Over the past three years, the Permian has been the focus of both oil analyst and buyers’ attention. Most of the new drilling and asset acquisitions in America took place in the fastest-growing U.S. shale region, thanks to the Permian’s lower breakeven prices compared to other shale plays.
The Permian continues to be a coveted area for buyers, but competition for scooping the best acres has intensified, driving asset prices significantly higher.
Now some independent and smaller players are looking to gain access to assets outside of the Permian because this year’s higher oil prices have made other U.S. shale plays profitable again.
The Permian will continue to be the biggest growth story in U.S. shale until 2027, but companies have started to look for opportunities in other plays to boost production and do deals that add value to their resources, Wood Mackenzie’s Chief Analyst and Chairman Simon Flowers wrote in an analysis published in Forbes.
In the last three years, a third of the world’s upstream spending on mergers and acquisitions (M&A) took place in the U.S. Lower 48. The Permian attracted $2 out of every $3 spent in U.S. shale, WoodMac has estimated.
Yet, over the past few months, more and more deals outside the Permian have been announced. In just one week at the end of October and early November, three takeovers worth a total of US$13.7 billion were focused on assets outside the Permian.
Denbury Resources said it would buy Penn Virginia in a deal that adds Penn Virginia’s assets in the Eagle Ford to Denbury’s portfolio.
Chesapeake Energy said it was buying WildHorse Resource Development, whose operations are in the Eagle Ford and Austin Chalk formations in southeast Texas.

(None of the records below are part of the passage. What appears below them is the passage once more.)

PR #281, opened 2021-11-30
Refactor DAG traversal code

evansd:
This is a small refactor to make QueryNodes responsible for knowing which other QueryNodes they reference (via a `_get_referenced_nodes()` method rather than the QueryEngine having to poke at their attributes to work it out.

This simplifies some of the DAG traversal code, particularly that dealing with category definitions.

### DIFF
--- a/cohortextractor2/query_engines/base_sql.py
+++ b/cohortextractor2/query_engines/base_sql.py
@@ -137,53 +137,6 @@ class BaseSQLQueryEngine(BaseQueryEngine):
         else:
             assert False, f"Unhandled type: {node}"
 
-    def get_parent_nodes_from_category_definitions(
-        self, definitions, parent_nodes=None
-    ):
-        """
-        Get all the referenced parent nodes for category definitions.  If a category
-        definition (Comparator) has a LHS which is not itself a Comparator,
-        it will be a query node or a function-generated node
-        """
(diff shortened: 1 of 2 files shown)


ghickman (approved):

rebkwok (approved):
This makes sense to me, and simplifies things a lot.  I _think_ the query language module is the right place for the `_get_referenced_nodes` method to live, and it moves some of the query model stuff out of the query engine

cohortextractor2/query_engines/base_sql.py
```diff
@@ -397,25 +340,18 @@ def get_value_expression(self, value):
...
-            category_definitions = value.definitions.copy()
-            all_category_referenced_nodes = (
-                self.list_parent_nodes_from_category_definitions(
-                    category_definitions.values()
-                )
-            )
-            tables = tuple(
-                self.output_group_tables[self.get_output_group(query_node)]
-                for query_node in all_category_referenced_nodes
-            )
```
benbc, line 409: This seems like the first step on the way to getting rid of the two parallel data structures, is that right?

benbc (approved):
Great improvement.

cohortextractor2/query_engines/base_sql.py
evansd: It is, yes!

Encana Corporation said it would acquire Newfield Exploration Company, adding 360,000 net acres of premium assets in the STACK/SCOOP. Related: Another Nuclear Megaproject Bites The Dust
These non-Permian transactions show that buyers are looking to add value in other U.S. plays. There are five key reasons for those three deals, according to Greig Aitken, head of M&A Analysis, and Robert Clarke, Director, U.S. Lower 48 Research, at Wood Mackenzie.
First, with higher oil prices this year, areas other than the Permian are back in the money, such as the Eagle Ford and STACK/SCOOP.
Then, market access is currently easier from the Eagle Ford to the Gulf Coast than it is from Midland, Texas, which is 400 miles away and doesn’t have enough pipeline capacity to carry all the oil to the coast.
The third reason for the deals is the buyers’ goal to diversify assets, according to WoodMac. Encana gets access to STACK/SCOOP with the Newfield deal, adding it to its resources in the Permian and the Montney plays. Denbury buys into the Eagle Ford for more diverse drilling opportunities and can use its enhanced oil recovery (EOR) experience into the play in the long term. Chesapeake’s acquisition of WildHorse adds higher risk growth acreage to its mature Eagle Ford assets.
The fourth reason for the deals is that while the Permian is increasingly becoming the playground of Big Oil and larger companies, assets in the Eagle Ford, Bakken, or STACK/SCOOP—while more challenging for achieving economies of scale—could add growth potential for some smaller and independent firms.
Finally, there’s value, WoodMac’s analysts say. The Permian’s value may be in a whole different league compared to other plays, but it has become too expensive for smaller players with the dramatic asset inflation, which is absent in other shale areas.
Yet, the recent deals outside the Permian don’t mean that the star U.S. shale play is fading away. They mean that the Permian is currently not the only area in the U.S. shale patch where buyers can add value to their asset positions, according to Wood Mackenzie.
“Permania’s not over. It’s still the hottest growth play on the planet, with production set to jump by at least 2 million barrels per day through 2027 more than double the rate of the other tight oil plays combined,” WoodMac says.